Repeat the entries below in full, with every character unchanged.
---*---
Issue #3149, opened 2019-05-22
[Prot Pal] Self-Heal Timing chart shows heals occuring at the HP *after* the heal


emallson:
For example, a heal for 209k (w/ 50k overhealing) is shown happening at 100% HP. It should appear at the previous HP value.

abelito75:
@emallson close this please

emallson:
Addressed by #3151

PR #3151, opened 2019-05-23
Updated

abelito75:
#3149 Ticket related
Fix dot location
Fix tool tip
this was before the fix
pre
this was after the fix
post

### DIFF
--- a/src/parser/shared/modules/features/SelfHealTimingGraph.js
+++ b/src/parser/shared/modules/features/SelfHealTimingGraph.js
@@ -80,7 +80,7 @@ class SelfHealTimingGraph extends Analyzer {
       });
 
     const _casts = this._selfhealTimestamps.map(event => {
-      const p = (event.hitPoints / event.maxHitPoints) || 0;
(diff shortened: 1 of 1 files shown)


emallson:
such a descriptive PR name lol

src/parser/shared/modules/features/SelfHealTimingGraph.js
```diff
@@ -80,15 +80,15 @@ class SelfHealTimingGraph extends Analyzer {
       });
 
     const _casts = this._selfhealTimestamps.map(event => {
-      const p = (event.hitPoints / event.maxHitPoints) || 0;
+      const p = ((event.hitPoints - (event.amount || 0) + (event.absorb || 0)) / event.maxHitPoints) || 0;
```
emallson: since you re-use this formula, should probably do like

```js
const startingHP = event.hitPoints - (event.amount || 0) + (event.absorb || 0);
const p = startingHP / event.maxHitPoints;
```
and then re-use `startingHP` on line 91

abelito75:
Its a very accurate pr name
---*---
### EXERCISE OUTPUT
Issue #3149, opened 2019-05-22
[Prot Pal] Self-Heal Timing chart shows heals occuring at the HP *after* the heal


emallson:
For example, a heal for 209k (w/ 50k overhealing) is shown happening at 100% HP. It should appear at the previous HP value.

abelito75:
@emallson close this please

emallson:
Addressed by #3151

PR #3151, opened 2019-05-23
Updated

abelito75:
#3149 Ticket related
Fix dot location
Fix tool tip
this was before the fix
pre
this was after the fix
post

### DIFF
--- a/src/parser/shared/modules/features/SelfHealTimingGraph.js
+++ b/src/parser/shared/modules/features/SelfHealTimingGraph.js
@@ -80,7 +80,7 @@ class SelfHealTimingGraph extends Analyzer {
       });
 
     const _casts = this._selfhealTimestamps.map(event => {
-      const p = (event.hitPoints / event.maxHitPoints) || 0;
(diff shortened: 1 of 1 files shown)


emallson:
such a descriptive PR name lol

src/parser/shared/modules/features/SelfHealTimingGraph.js
```diff
@@ -80,15 +80,15 @@ class SelfHealTimingGraph extends Analyzer {
       });
 
     const _casts = this._selfhealTimestamps.map(event => {
-      const p = (event.hitPoints / event.maxHitPoints) || 0;
+      const p = ((event.hitPoints - (event.amount || 0) + (event.absorb || 0)) / event.maxHitPoints) || 0;
```
emallson: since you re-use this formula, should probably do like

```js
const startingHP = event.hitPoints - (event.amount || 0) + (event.absorb || 0);
const p = startingHP / event.maxHitPoints;
```
and then re-use `startingHP` on line 91

abelito75:
Its a very accurate pr name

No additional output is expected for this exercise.